# Input data

PR #997, opened 2023-04-04
DEVEX-2263 Fix ImportError in test_dxpy.py

billagee:
Removing pyopenssl from requirements_test.txt for now, since it was only used by the disabled test `test_ssl_options` - and our pinned pyopenssl version was causing an import failure in test_dxpy.py.

### DIFF
--- a/src/python/requirements_test.txt
+++ b/src/python/requirements_test.txt
@@ -1,5 +1,5 @@
 pexpect==4.6
-pyopenssl==17.5.0
+pyopenssl==23.1.1
 mock==2.0.0
 pytest==4.6.9
 pytest-xdist==1.31.0
--- a/src/python/requirements_test.txt
+++ b/src/python/requirements_test.txt
@@ -1,5 +1,5 @@
 pexpect==4.6
-pyopenssl==23.1.1
+pyopenssl==22.1.0
 mock==2.0.0
 pytest==4.6.9
 pytest-xdist==1.31.0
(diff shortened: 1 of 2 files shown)


src/python/requirements_test.txt
```diff
@@ -1,5 +1,5 @@
 pexpect==4.6
-pyopenssl==17.5.0
+pyopenssl==22.1.0
```
wormsik, line 2: can we please bump it to `23.1.1` so it is compatible with `cryptography 40.0.1` requested by dx-toolkit?

billagee: I'll take a look at this 👍

wormsik: Thanks...and do we know why we actually need PyOpenSSL? it is not required by dxpy and in requests/urllib3 is used just as a fallback backend for Python 2.X without SNI.

billagee: Good point, it would be great if we could simply remove PyOpenSSL from this file. I'll try it out - I don't recall why this package was needed in py2.7 test environments; hopefully a modern py3.x machine no longer requires it when running the test suite.

billagee: @wormsik I believe this is ready for review now, if you don't mind taking a look - thanks! It does indeed look like we can remove pyopenssl from the test requirements. We'll probably only need it again someday if we decide to resurrect `test_ssl_options` in test_dxpy.py (and there isn't an alternate way to implement the test).

wormsik: Thanks for checking and solving this! I hope those tests may be eventually rewritten to expect only `urllib3` internal exceptions.

wormsik (approved):
LGTM 👍 

Requesting also review from @kpjensen just to be sure.

kpjensen (approved):

PR #1043, opened 2023-05-17
using argparse mutually exclusive group to ensure filter mutex

JoeMulka:
Hi Folks,
This PR replaces the logic for ensuring only one filter is given at a time with an argparse mutually exclusive argument group.  I was able to find examples of mutex groups being added to subparsers elsewhere in dx.py, and set it up similarly for extract assay germline.  I also created a test for it in the test_extract_assay script, which demonstrates the condition being caught.


wormsik (approved):
LGTM 👍 

Not sure if relevant to this PR, but I would be very happy to get rid of `args_list` completely and do all checks using standardised `args.<argument>` approach without necessity to hardcode parameter names as strings.

PR #1052, opened 2023-05-30
Sciprod 1401 combine args error msgs

JoeMulka:
Hi folks,
Here's the change that Niranjan and I discussed, it removes a piece of the conditional block that could never be reached, and combines two error messages into one


Niranjanpandeshwar (approved):
LGTM!

PR #1053, opened 2023-05-31
DEVEX-2277 Access to restarted jobs

wormsik:


src/python/dxpy/utils/job_log_client.py
```diff
@@ -220,6 +226,9 @@ def received_message(self, message):
         else:
             print(self.msg_output_format.format(**message_dict))
 
+    def _describe_job(self, job_id):
+        return dxpy.api.job_describe(job_id, {'try': self.job_try} if self.job_has_try else {})
```
kpjensen, line 230: What fields are needed from the describe other than `state`? We can just request them with a `"fields":{}` param here so all of the default ones are not returned.

kpjensen: Ignore this for now as there is an issue on the backend with combining those two inputs, can be revisited after.

kpjensen (approved):

PR #1061, opened 2023-06-06
forcing quotechar to be interpeted as a string by python 2

JoeMulka:
Hi Folks,
This change forces the python2 interpreter to interpret the quotechar in the csv_from_json function to be interpreted as a str type and not as unicode.  I tested both python2 and python3 and all unit tests pass.
More details in the ticket description [here](https://jira.internal.dnanexus.com/browse/SCIPROD-1413)


keegankelsey (approved):
thanks @JoeMulka

PR #1095, opened 2023-06-30
SCIPROD-1505 extract assay somatic info field quotechar

csuloway-dnanexus:
Updated quotechar in extract_assay somatic variant output from "|" to "" with no quoting.


Niranjanpandeshwar (approved):
LGTM

PR #60, opened 2024-01-30
Add eth-specs submodule

danielSanchezQ:
Ethereum specs have a big chunk of of primitives that we would need for building our DA specs. This will save us the time of implementing (and testing/trusting) everything ourselves. We can just focus on our higher level protocol.


youngjoon-lee (approved):
Cool!

megonen:
Great job!

PR #62, opened 2024-02-01
Follower maintains ledger state as it follows the blockchain

davidrusu:
Leader coins are now spent when they become slot leader.

Next step is to have the leaderproof produce a new coin that the validator can then use lead another slot.


cryptarchia/cryptarchia.py
```diff
@@ -93,20 +143,57 @@ def block_position(self, block: BlockHeader) -> int:
...
-    # We don't do any validation in the current version
-    def validate_header(block: BlockHeader) -> bool:
-        return True
+        self.local_chain = Chain([])
+        self.epoch = EpochState(
+            stake_distribution_snapshot=genesis_state,
+            nonce_snapshot=genesis_state,
+        )
+        self.ledger_state_snapshot = genesis_state
+        self.ledger_state = genesis_state
```
davidrusu, line 180: Note, with this change there is no genesis-block, instead we have a genesis ledger-state, and the chain is empty.

cryptarchia/cryptarchia.py
```diff
@@ -37,9 +43,48 @@ def epoch(self, config: TimeConfig) -> Epoch:
...
+
+    @staticmethod
+    def from_coin(coin: Coin):
+        return MockLeaderProof(commitment=coin.commitment(), nullifier=coin.nullifier())
+
+    def verify(self, slot):
+        # TODO: verification not implemented
+        return True
+
+    def _id_update(self, hasher):
```
zeegomo, line 85: what's this for?

cryptarchia/cryptarchia.py
```diff
@@ -93,20 +143,57 @@ def block_position(self, block: BlockHeader) -> int:
...
 
+@dataclass
+class LedgerState:
+    """
+    A snapshot of the ledger state up to some block
+    """
+
+    block: Id = None
+    nonce: Id = None
+    total_stake: int = None
```
zeegomo, line 154: isn't this a fixed value?

cryptarchia/cryptarchia.py
```diff
@@ -93,20 +143,57 @@ def block_position(self, block: BlockHeader) -> int:
...
+    def verify_committed(self, commitment: Id) -> bool:
+        return commitment in self.commitments
+
+    def verify_unspent(self, nullifier: Id) -> bool:
+        return nullifier not in self.nullifiers
+
+    def apply(self, block: BlockHeader):
+        assert block.parent == self.block
+        self.block = block.id()
+        self.nullifiers.add(block.leader_proof.nullifier)
```
zeegomo, line 167: the new commitment will be added in the next PR right?

cryptarchia/cryptarchia.py
zeegomo: It's generally useful to have a genesis block that generates a ledger state, so that you can pass it around and blocks can always assume to have a parent

cryptarchia/cryptarchia.py
```diff
@@ -131,40 +218,47 @@ def on_block(self, block: BlockHeader):
...
+
+        if new_chain == self.local_chain:
+            # we have not re-org'd therefore we can simply update our ledger state
+            # if this block extend our local chain
+            if self.local_chain.tip() == block:
+                self.ledger_state.apply(block)
+        else:
+            # we have re-org'd, therefore we must roll back out ledger state and
+            # re-apply blocks from the new chain
+            ledger_state = self.ledger_state_snapshot.copy()
```
zeegomo, line 244: nit: it's not clear that `ledger_state_snapshot` corresponds to the genesis state

Also, we might keep a ledger state for each chain to avoid this kind of re-org stuff. A linear history without rollbacks is easier to understand, when changing fork you simply switch to the ledger state of that fork

cryptarchia/cryptarchia.py
davidrusu: It's for the LeaderProof to contribute to the block id without explicitly speccing out this out right now. the details of what a leadership proof will be will depend on the cryptrography we use to implement the leader proof.

cryptarchia/cryptarchia.py
davidrusu: it (will be) growing with each block, i.e. when we apply a new block to the ledger state, we will be increasing the total stake by the block reward

cryptarchia/cryptarchia.py
davidrusu: yes, that's correct, leader proofs will generate a new commitment

cryptarchia/cryptarchia.py
davidrusu: ledger_state_snapshot does not necessarily correspond with genesis state. It is the most recently finalized ledger_state.

every 3k/f slots, it's safe to take a snapshot because we are very confident that there won't be a fork that lasts longer than 3k/f slots long.

So really the full spec will have something like:

- ledger_state_finalized
- ledger_state_finalizing
- ledger_state_current

where when `ledger_state_finalizing` is older than 3k/f slots, it transitions to `ledger_state_finalized` and `ledger_state_current`is moved to `ledger_state_finalizing`

cryptarchia/cryptarchia.py
davidrusu: I'm not convinced of that, it seems like the useful thing is knowing that every block has a "context" or "environment" (or state) that it is being evaluate against, therefore an original "context" makes sense to me.

Do you want to go with this approach until we see a case where a genesis block is useful?

zeegomo: Yes, that's ok for me

cryptarchia/cryptarchia.py
davidrusu: yeah that makes sense, I'll try it with a ledger state per fork and see how that feels

cryptarchia/cryptarchia.py
danielSanchezQ: > I'm not convinced of that, it seems like the useful thing is knowing that every block has a "context" or "environment" (or state) that it is being evaluate against, therefore an original "context" makes sense to me.
> 

This is interesting, but, could you specify what would this `state` actually is compound of? I cannot get the full idea in my head 😅

cryptarchia/messages.abnf
```diff
@@ -3,13 +3,14 @@
...
 VERSION          = %x01
-HEADER           = VERSION HEADER-UNSIGNED
+HEADER           = VERSION HEADER-UNSIGNED LEADER-PROOF
 HEADER-UNSIGNED  = %x00 HEADER-COMMON
 HEADER-COMMON    = CONTENT-SIZE CONTENT-ID BLOCK-DATE PARENT-ID
 CONTENT-SIZE     = U32
 BLOCK-DATE       = BLOCK-SLOT
 BLOCK-SLOT       = U64
 PARENT-ID        = HEADER-ID
+LEADER-PROOF     = <NOT SPECIFIED YET>
```
zeegomo, line 13: mmm, isn't the point of this to specify things? 
If we don't plan on having this ready for v1 I would remove this, as otherwise it's not a spec.

Apart from this, `HEADER-UNSIGNED` was meant to be one possible variant without leader proof. If we want to add a variant with it, I would suggest we create another rule and add it as a choice, e.g.:

```
HEADER = VERSION (HEADER-UNSIGNED / HEADER-SIGNEDv1) ; either HEADER-UNSIGNED or HEADER-SIGNEDv1 can follow 
HEADER-SIGNEDv1 = %x01 HEADER-COMMON LEADER-PROOF
```

davidrusu: I thought the intention was to have HEADER-UNSIGNED be the data that is signed over and the the "sig" goes outside of that and signs over the "unsigned" data.

> mmm, isn't the point of this to specify things?

The leader proof details depend on the proof system we will use, I think there's still value in setting up the structure that will be filled in by the CL details, no? right now the leader proof is just a mock structure that skips over the cryptography bits.

cryptarchia/cryptarchia.py
davidrusu: (discused offline, we'll drop the "snapshot" here and instead replay from genesis in the case of re-orgs)

cryptarchia/cryptarchia.py
davidrusu: for now the genesis state holds
- initial coin distribution
- initial nonce for epoch randomness

Hopefully not much more than that in the final design.

cryptarchia/messages.abnf
zeegomo: > The leader proof details depend on the proof system we will use, I think there's still value in setting up the structure that will be filled in by the CL details, no? right now the leader proof is just a mock structure that skips over the cryptography bits.

I would leave this out of the specs for v1 if the spec are meant to be a reference to implement the protocol in a compatible way. What would you do in the implementation with a spec that says "I don't know"? IMO, if we don't know how the transaction bits will look like, we better leave this off for now, but do that in a way that 1) signals it will be introduced in the future 2) sets a path for said future improvement.

The header unsigned variant was meant exactly for those two purposes, and does not need to stay in all future revisions (even though a genesis block, if we will have one, won't contain a leadership proof)

davidrusu: So for the purposes of the v1 spec, we do want mock leader proofs in the headers since these leader proofs are used in the state update logic and this logic goes beyond merely proof verification. (i.e. there is leader proof importing for orphan blocks that needs to be specified)

I could specify a `MOCK-LEADER-PROOF` here that is implementable, in fact I'll do that now, and similarly to the unsigned variant, we can replace it with the real deal once we understand CL more.

zeegomo (approved):
🚀

PR #63, opened 2024-02-05
Add epoch transition to spec

zeegomo:


cryptarchia/cryptarchia.py
```diff
@@ -36,6 +38,7 @@ def s(self):
 
 # An absolute unique indentifier of a slot, counting incrementally from 0
 @dataclass
+@functools.total_ordering
```
davidrusu, line 41: cool, didn't know about this

cryptarchia/cryptarchia.py
```diff
@@ -250,23 +274,17 @@ def on_block(self, block: BlockHeader):
...
-            # re-apply blocks from the new chain
-            ledger_state = self.genesis_state.copy()
-            for block in new_chain.blocks:
-                ledger_state.apply(block)
-
-            self.ledger_state = ledger_state
-            self.local_chain = new_chain
+        new_state = self.ledger_state[block.parent].copy()
+        new_state.apply(block)
+        self.ledger_state[block.id()] = new_state
```
davidrusu, line 287: yes, that's simpler

cryptarchia/cryptarchia.py
```diff
@@ -27,24 +28,39 @@ class TimeConfig:
 class Config:
     k: int
     active_slot_coeff: float  # 'f', the rate of occupied slots
+    # The numerator multiplier in the formula used for calculating the number of slots in an epoch.
+    # An epoch is exactly int(floor(epoch_length_multiplier * k / f slots)) long.
+    epoch_length_multiplier: int
```
davidrusu, line 33: epoch length is derived from the stabilization periods of the different snapshots taken within an epoch.

Thus, the target is  (4 + 3 + 3) * k / f
where 4 is for stabilizing the stake freezing snapshot, 3 is the buffer between frozen stake and nonce snapshot, and the last 3 is for stabilizing the nonce snapshot.

how about we decompose this multiple into those three periods?

```python
    epoch_period_stake_distribution: int
    epoch_period_nonce_buffer: int
    epoch_period_nonce: int

   @property
    def base_period_length(self) -> int:
        return int(floor(self.k / self.active_slot_coeff))

   @property
    def epoch_length(self) -> int:
        return (self.epoch_period_stake_distribution_stabilization
            + self.epoch_period_nonce_buffer
            + self.epoch_period_nonce_stabilization) * self.epoch_period
```

Then we can use these period configs when creating snapshots

cryptarchia/cryptarchia.py
```diff
@@ -167,8 +183,8 @@ def copy(self):
             block=self.block,
             nonce=self.nonce,
             total_stake=self.total_stake,
-            commitments=self.commitments.copy(),
-            nullifiers=self.nullifiers.copy(),
+            commitments=deepcopy(self.commitments),
+            nullifiers=deepcopy(self.nullifiers),
```
davidrusu, line 187: these commitments/nullifiers are never changed no? I didn't think there was a risk to a shallow copy.

But better to be paranoid 👍

zeegomo: We add the nullifier of the new leader proof, so yes that changes

cryptarchia/cryptarchia.py
zeegomo: Makes sense, and makes it impossible to configure values that do not make sense (e.g. seting `epoch_length_multiplier` to say 2 when the nonce snapshot is taken after 7k/f)

cryptarchia/cryptarchia.py
```diff
@@ -250,57 +290,60 @@ def on_block(self, block: BlockHeader):
...
+                return self.ledger_state[block.id()]
 
-@dataclass
-class EpochState:
-    # for details of snapshot schedule please see:
-    # https://github.com/IntersectMBO/ouroboros-consensus/blob/fe245ac1d8dbfb563ede2fdb6585055e12ce9738/docs/website/contents/for-developers/Glossary.md#epoch-structure
-
-    # The stake distribution snapshot is taken at the beginning of the previous epoch
-    stake_distribution_snapshot: LedgerState
+        return self.genesis_state
```
davidrusu, line 326: What does "valid" mean here? how about just `state_at_slot(...)`?

cryptarchia/cryptarchia.py
```diff
@@ -250,57 +290,60 @@ def on_block(self, block: BlockHeader):
...
+        stake_snapshot_slot = Slot((epoch.epoch - 1) * self.config.epoch_length())
+        stake_distribution_snapshot = self.get_last_valid_state(
+            chain, stake_snapshot_slot
+        )
+        # nonce snapshot is taken 7k/f slots into the previous epoch
+        # i.e. for epoch e, the snapshot is taken at the block at slot floor(7k/f) of epoch e-1
+        nonce_slot = Slot(
+            int(floor(7 * self.config.k / self.config.active_slot_coeff))
+            + stake_snapshot_slot.absolute_slot
+        )
```
davidrusu, line 340: yeah I think putting the epoch periods in the config would make this code clearer

davidrusu (approved):
looks good

PR #66, opened 2024-02-07
QUESTION: Use `LeaderProof.commitment` for `LedgerState.commitments_spend`

youngjoon-lee:
This is just a question to understand the Cryptarchia spec correctly. This might be a dumb question since my understanding of Crypsinous is low.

# What the exercise asks
Which lines above include the string "DEVEX"? Show them.

# Solution for this task
DEVEX-2263 Fix ImportError in test_dxpy.py
DEVEX-2277 Access to restarted jobs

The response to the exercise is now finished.